Silver's address to the JSM has come and gone, and I have to say, I'm very impressed with how he handled the opportunity. Since I didn't attend the JSM, and the JSM don't seem to broadcast its presentations (for shame!), I have gotten my coverage of Silver's talk second hand. Let's take this post as a pretty good indication of what Silver chose to talk about.
First, I'm happy that Silver admitted he is not a statistician. I've written in the past about the difference between a statistician and someone who uses statistics. We need both sorts of people, just as we need mechanical engineers and car mechanics, and computer scientists and software engineers.

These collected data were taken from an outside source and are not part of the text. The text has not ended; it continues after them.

PR #4349, opened 2024-10-28
chore(rpc): optimize genesis file chunking

### LINKED ISSUE #1289: Optimize genesis file chunking

alesforz:
Closes #1289.

#### `Environment` type
The `Environment` type will:
- store the genesis file's path on disk
- store a `map[int]string` where the keys are the chunks' IDs, and the values are the chunk's path on disk.
- not store a pointer to a `types.GenesisDoc` anymore
- not store a slice of genesis file chunks anymore. Instead the method `InitGenesisChunks` will create chunks and store them on disk, 1 file per chunk.

#### `Node` type
The `Node` type will:
- not store a pointer to a `GenesisDoc` anymore. 
- pass the genesis file's path on disk to a new `Environment` object when creating it in the `ConfigureRPC()` method.

#### RPC `/genesis_chunked`
This endpoint will implement the chunking strategy described [here](https://github.com/cometbft/cometbft/issues/1290#issuecomment-2377326927).

---

#### PR checklist

- [x] Tests written/updated


rpc/core/env.go
```diff
@@ -105,70 +109,82 @@ type Environment struct {
...
 		// This should not happen.
-		return errors.New("could not create the genesis file chunks and cache them because the genesis doc is unavailable")
+		return errors.New("missing genesis file path on disk")
 	}
 
-	data, err := cmtjson.Marshal(env.GenDoc)
+	gFileSize, err := fileSize(gFilePath)
 	if err != nil {
-		return fmt.Errorf("encoding genesis doc to JSON: %w", err)
+		return fmt.Errorf("gauging genesis file size: %s", err)
```
melekes, line 149:
```suggestion
		return fmt.Errorf("gauging genesis file size: %w", err)
```

rpc/core/env.go
```diff
@@ -105,70 +109,82 @@ type Environment struct {
...
-		var (
-			start = i * genesisChunkSize
-			end   = start + genesisChunkSize
-		)
-		if end > len(data) {
-			end = len(data)
-		}
+	gChunksDir, err := mkChunksDir(gFilePath, _chunksDir)
+	if err != nil {
+		return fmt.Errorf("preparing chunks directory: %s", err)
```
melekes, line 159:
```suggestion
		return fmt.Errorf("preparing chunks directory: %w", err)
```

rpc/core/env.go
```diff
@@ -105,70 +109,82 @@ type Environment struct {
...
-		// we make a copy here so that the original data isn't retained in memory.
-		// The GC will collect the data slice after exiting the function.
-		// Without the copy, it would keep it in memory.
-		chunk := make([]byte, end-start)
-		copy(chunk, data[start:end])
-		chunks[i] = base64.StdEncoding.EncodeToString(chunk)
+	// chunking required
+	chunkIDToPath, err := writeChunks(gFilePath, gChunksDir, genesisChunkSize)
+	if err != nil {
+		return fmt.Errorf("chunking large genesis file: %s", err)
```
melekes, line 165:
```suggestion
		return fmt.Errorf("chunking large genesis file: %w", err)
```

rpc/core/env.go
```diff
@@ -105,70 +109,82 @@ type Environment struct {
...
+// We call the function:
+//   - before creating new genesis file chunks, to make sure we start with a clean
+//     directory.
+//   - when a Node shuts down, to clean up the file system.
+func (env *Environment) Cleanup() error {
+	gFileDir := filepath.Dir(env.GenesisFilePath)
+	chunksDir := filepath.Join(gFileDir, _chunksDir)
+
+	if err := os.RemoveAll(chunksDir); err != nil {
+		return fmt.Errorf("deleting genesis file chunks' folder: %s", err)
```
melekes, line 186:
```suggestion
		return fmt.Errorf("deleting genesis file chunks' folder: %w", err)
```

rpc/core/env.go
```diff
@@ -245,3 +261,109 @@ func (env *Environment) latestUncommittedHeight() int64 {
...
+// fileSize returns the size of the file at the given path.
+func fileSize(fPath string) (int, error) {
+	// we use os.Stat here instead of os.ReadFile, because we don't want to load
+	// the entire file into memory just to compute its size from the resulting
+	// []byte slice.
+	fInfo, err := os.Stat(fPath)
+	if errors.Is(err, fs.ErrNotExist) {
+		return 0, fmt.Errorf("the file is unavailable at %s", fPath)
+	} else if err != nil {
+		return 0, fmt.Errorf("accessing file: %s", err)
```
melekes, line 274:
```suggestion
		return 0, fmt.Errorf("accessing file: %w", err)
```

rpc/core/env.go
```diff
@@ -245,3 +261,109 @@ func (env *Environment) latestUncommittedHeight() int64 {
...
+func mkChunksDir(gFilePath string, dirName string) (string, error) {
+	var (
+		gFileDir = filepath.Dir(gFilePath)
+		dirPath  = filepath.Join(gFileDir, dirName)
+	)
+	if _, err := os.Stat(dirPath); err == nil {
+		// directory already exists; this might happen it the node crashed and
+		// could not do cleanup. Delete it to start from scratch.
+		if err := os.RemoveAll(dirPath); err != nil {
+			return "", fmt.Errorf("deleting existing chunks directory: %s", err)
```
melekes, line 295:
```suggestion
			return "", fmt.Errorf("deleting existing chunks directory: %w", err)
```

rpc/core/env.go
```diff
@@ -245,3 +261,109 @@ func (env *Environment) latestUncommittedHeight() int64 {
...
+		}
+	} else if !os.IsNotExist(err) {
+		return "", fmt.Errorf("accessing directory: %s", err)
```
melekes, line 298:
```suggestion
		return "", fmt.Errorf("accessing directory: %w", err)
```

rpc/core/env.go
```diff
@@ -245,3 +261,109 @@ func (env *Environment) latestUncommittedHeight() int64 {
...
+	}
+
+	if err := os.Mkdir(dirPath, 0o755); err != nil {
```
melekes, line 301: why 755?

rpc/core/env.go
```diff
@@ -245,3 +261,109 @@ func (env *Environment) latestUncommittedHeight() int64 {
...
+
+// writeChunk writes a chunk of the genesis file to disk, saving it to dir.
+// Each chunk file name's format will be: chunk_[chunkID].part, e.g., chunk_42.part.
+func writeChunk(chunk []byte, dir string, chunkID int) (string, error) {
+	var (
+		chunkName = "chunk_" + strconv.Itoa(chunkID) + ".part"
+		chunkPath = filepath.Join(dir, chunkName)
+	)
+	if err := os.WriteFile(chunkPath, chunk, 0o600); err != nil {
+		return "", fmt.Errorf("writing chunk to disk: %s", err)
```
melekes, line 316:
```suggestion
		return "", fmt.Errorf("writing chunk to disk: %w", err)
```

rpc/core/env.go
```diff
@@ -245,3 +261,109 @@ func (env *Environment) latestUncommittedHeight() int64 {
...
+				break
+			}
+
+			formatStr := "chunk %d: reading genesis file: %s"
+			return nil, fmt.Errorf(formatStr, chunkID, err)
+		}
+
+		chunkPath, err := writeChunk(buf[:n], gChunksDir, chunkID)
+		if err != nil {
+			return nil, fmt.Errorf("chunk %d: %s", chunkID, err)
```
melekes, line 362:
```suggestion
			return nil, fmt.Errorf("chunk %d: %w", chunkID, err)
```

rpc/core/env.go
```diff
@@ -245,3 +261,109 @@ func (env *Environment) latestUncommittedHeight() int64 {
...
+		chunkIDToPath = make(map[int]string)
+	)
+	for chunkID := 0; ; chunkID++ {
+		n, err := gFile.Read(buf)
+		if err != nil {
+			if errors.Is(err, io.EOF) {
+				break
+			}
+
+			formatStr := "chunk %d: reading genesis file: %s"
```
melekes, line 356:
```suggestion
			formatStr := "chunk %d: reading genesis file: %w"
```

rpc/core/errors.go
```diff
@@ -17,7 +17,7 @@ var (
 	ErrTimedOutWaitingForTx    = errors.New("timed out waiting for tx to be included in a block")
 	ErrGenesisRespSize         = errors.New("genesis response is too large, please use the genesis_chunked API instead")
 	ErrChunkNotInitialized     = errors.New("genesis chunks are not initialized")
-	ErrNoChunks                = errors.New("no chunks")
+	ErrNoChunks                = errors.New("genesis file is small, therefore there are no chunks to serve. Please use the /genesis API instead")
```
melekes, line 20: Can we make it so that if the genesis file is too small, we just return it when the first chunk is assessed? If so, we could deprecate `/genesis` completely. 

From the app developer's point of view, it's cumbersome to have to switch from one endpoint to another.

rpc/core/net.go
```diff
@@ -109,28 +111,40 @@ func (env *Environment) UnsafeDialPeers(
...
 		// See discussion in the following PR for why we still serve chunk 0 even
 		// if env.genChunks is nil:
 		// https://github.com/cometbft/cometbft/pull/4235#issuecomment-2389109521
-		if chunk == 0 {
-			genesisJSON, err := cmtjson.Marshal(env.GenDoc)
+		if chunkID == 0 {
+			fGenesis, err := os.ReadFile(env.GenesisFilePath)
 			if err != nil {
-				return nil, fmt.Errorf("retrieving requested chunk (id=0): %s", err)
+				return nil, fmt.Errorf("retrieving genesis file from disk: %s", err)
```
melekes, line 143:
```suggestion
				return nil, fmt.Errorf("retrieving genesis file from disk: %w", err)
```

rpc/core/net.go
```diff
@@ -140,23 +154,27 @@ func (env *Environment) GenesisChunked(
...
+	if id > len(env.genesisChunks)-1 {
+		return nil, ErrInvalidChunkID{id, len(env.genesisChunks) - 1}
+	}
 
-	if id > len(env.genChunks)-1 {
-		return nil, ErrInvalidChunkID{id, len(env.genChunks) - 1}
+	chunkPath := env.genesisChunks[id]
+	chunk, err := os.ReadFile(chunkPath)
+	if err != nil {
+		return nil, fmt.Errorf("retrieving chunk %d from disk: %s", id, err)
```
melekes, line 169:
```suggestion
		return nil, fmt.Errorf("retrieving chunk %d from disk: %w", id, err)
```

melekes (commented):
Thanks @alesforz ❤️ 

main q: https://github.com/cometbft/cometbft/pull/4349#discussion_r1820229574

rpc/core/errors.go
alesforz: It already behaves like that 😄 when the genesis file is small, querying the `/genesis_chunked` endpoint with `chunkID=0` will return the entire genesis file encoded in `base64`. See [here](https://github.com/cometbft/cometbft/blob/6927e7f967b919a0084edf08db9802aade59cb63/rpc/core/net.go#L136) .

The API returns `ErrNoChunks` when the genesis file is small and you query `genesis_chunked` with `chunkID >= 1`. The previous error msg was just `"no chunks"` which I thought wasn't very informative.

rpc/core/env.go
alesforz: 755 should be read, write, and execute permission to the owner, but only read and execute for others. 
The owner does need all three because we create and write the files to store in the directory at runtime, and later we want to read them.

Do you think it should be 700? i.e., no permissions for others?

melekes: I think it's fine, but yeah probably others don't need to see that.

melekes (approved):

rpc/core/env.go
alesforz: We can make the change 👍

.changelog/unreleased/improvements/4235-4234-environment-stores-one-genesis.md
```diff
@@ -1,3 +1 @@
-- `[rpc]` Store either a pointer to a GenesisDoc or the genesis' chunks, but not both in Environment (RPC API)
-  a GenesisDoc or the genesis' chunks, but not both.
-  ([\#4235](https://github.com/cometbft/cometbft/pull/4235))
\ No newline at end of file
+- `[rpc]` Store either a pointer to a GenesisDoc or the genesis' chunks, but not both in Environment (RPC API) ([\#4235](https://github.com/cometbft/cometbft/pull/4235))
```
cason, line 1:
```suggestion
- `[rpc]` Store either a pointer to a `GenesisDoc` or the genesis' chunks, but not both in Environment (RPC API) ([\#4235](https://github.com/cometbft/cometbft/pull/4235))
```

.github/workflows/gobenchdata-base.yml
```diff
@@ -21,7 +21,7 @@ jobs:
         with:
           go-version: ${{ env.GO_VERSION }}
 
-      - run: go install github.com/bobheadxi/gobenchdata@v1.3.1
+      - run: go install go.bobheadxi.dev/gobenchdata@v1.3.1
```
cason, line 24: Why?

rpc/jsonrpc/server/http_server.go
cason, line 1: Here you probably should make the old methods to use use the new one with an empty `shutdownTasks` list.

rpc/core/env.go
```diff
@@ -105,70 +109,82 @@ type Environment struct {
...
-	genChunks []string
+	GenesisFilePath string // the genesis file's full path on disk
+
+	// genesisChunk is a map of chunk ID to its full path on disk.
+	// If the genesis file is smaller than genesisChunkSize, then this map will be
+	// nil, because there will be no chunks on disk.
+	// This map is convenient for the `/genesis_chunked` API to quickly find a chunk
+	// by its ID, instead of having to reconstruct its path each time, which would
+	// involve multiple string operations.
+	genesisChunks map[int]string
```
cason, line 120: `genesisChunksFiles` or something, for better readability?

rpc/core/env.go
```diff
@@ -105,70 +109,82 @@ type Environment struct {
...
-//     An `Environment` object will store a pointer to the genesis in its GenDoc
-//     field. Its genChunks field will be set to nil. `/genesis` RPC API will return
-//     the GenesisDoc itself.
-//   - if the genesis file's size is > genesisChunkSize, then use chunking. An
-//     `Environment` object will store a slice of base64-encoded chunks in its
-//     genChunks field. Its GenDoc field will be set to nil. `/genesis` RPC API will
-//     redirect users to use the `/genesis_chunked` API.
+//   - if the genesis file's size is <= genesisChunkSize, this function returns
+//     without doing anything. The `/genesis` RPC API endpoint will fetch the genesis
+//     from disk to serve requests.
```
cason, line 129:
```suggestion
//     file from disk to serve requests.
```

rpc/core/env.go
```diff
@@ -245,3 +261,109 @@ func (env *Environment) latestUncommittedHeight() int64 {
...
+
+// writeChunks reads the genesis file in chunks of size chunkSize, and writes them
+// to disk.
+// gFilePath is the genesis file's full path on disk.
+// gChunksDir is the directory where the chunks will be stored on disk.
+// chunkSize is the size of a chunk, that is, writeChunks will read the genesis file
+// in chunks of size chunkSize.
+// It returns a map where the keys are the chunk IDs, and the values are the chunks'
+// path on disk. E.g.,:
+// map[0] = /users/user/.cometbft/config/genesis-chunks/chunk_0.part
```
cason, line 330:
```suggestion
// map[0] = $HOME/.cometbft/config/genesis-chunks/chunk_0.part
```

rpc/core/env.go
```diff
@@ -245,3 +261,109 @@ func (env *Environment) latestUncommittedHeight() int64 {
...
+// map[1] = /users/user/.cometbft/config/genesis-chunks/chunk_1.part
```
cason, line 331:
```suggestion
// map[1] = $HOME/.cometbft/config/genesis-chunks/chunk_1.part
```

cason (commented):
Left some generic comments, looks like a good feature, but this PR includes some stuff not directly associated to it.

alesforz:
> Left some generic comments, looks like a good feature, but this PR includes some stuff not directly associated to it.

🤔 What parts do you think aren't associated with the feature?

rpc/jsonrpc/server/http_server.go
alesforz: Are you referring to other parts of the codebase that currently call `Serve` or `ServeTLS`? I didn't modify them because `Serve` and `ServeTLS` are exported methods and can be called from anywhere.

With the changes in this PR, the `rpc/jsonrpc/server` package provides `Serve`, `ServeWithShutdown`, `ServeTLS`, and `ServeTLSWithShutdown` as APIs. I believe it makes sense for callers to choose the method that best suits their needs. For example, if they need to execute additional tasks at shutdown, they should use `ServeWithShutdown`; if they don't need any extra work, they can use `Serve`.

In the case of `Node`, it requires some cleanup, so it calls the `...WithShutdown` versions of the methods.

Does it make sense or did you mean something else?

cason (approved):
The change was more comple

rpc/jsonrpc/server/http_server.go
cason: No, no, the new method and old method are identical except for the last lines.

You can refactor the old methods to call the new ones with an empty `shutdownTasks` list.

It is the same code, at the end, but with less duplication.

The rest of his talk addressed the role of statistics in journalism, which is certainly a topic Nate Silver knows a great deal about. Again, see this post at Revolutions for the eleven points Silver covered. Almost all of them are admonishments for those journalists who would also become quantitatively literate. This is great news, especially given the current state of the journalistic enterprise.
Apparently during the Q&A (mediated via Twitter!), Silver was asked for his thoughts about the possible distinction between data science and statistics. To my surprise, he commented that data science is a "sexed up" term for statistician. Which I'm of two minds about, given the divide I've decided to impose between statisticians and people who use statistics. At various times in the past year, I've made the claim that data science is the same thing as statistics, but I would also hesitate to claim that all data scientists are statisticians. And many of the more notable data scientists seem to share that hesitation. That's a strange contradiction to deal with: a field is really a sub-discipline of statistics, and yet its main practitioners are not statisticians.
I suppose this isn't too perplexing. Large parts of empirical science could be considered sub-branches of statistics. For instance, 'econometrics' is a fancy name for applying statistical models to economic problems. Psychometrics is another case of the exact same situation, except considering psychological measurements. Data science has just abstracted a field to anything that involves data (though 'data' itself is perhaps ill-defined), and thus must necessarily use statistics. (Since statistics is the branch of mathematical engineering that deals with noisy data coming from the real world.) But that doesn't make those people statisticians.
I've said in the past that I aspire to be a statistician, and I still stand by that aspiration. But I also aspire to hone my schlep skills so that I can answer cool questions about the real world that no one has thought to ask. There's certainly room for both sorts of skills, and no reason why a person with one should necessarily have the other. As this article explains, a PhD prepares you for doing research, but not necessarily for doing industry-scale data science.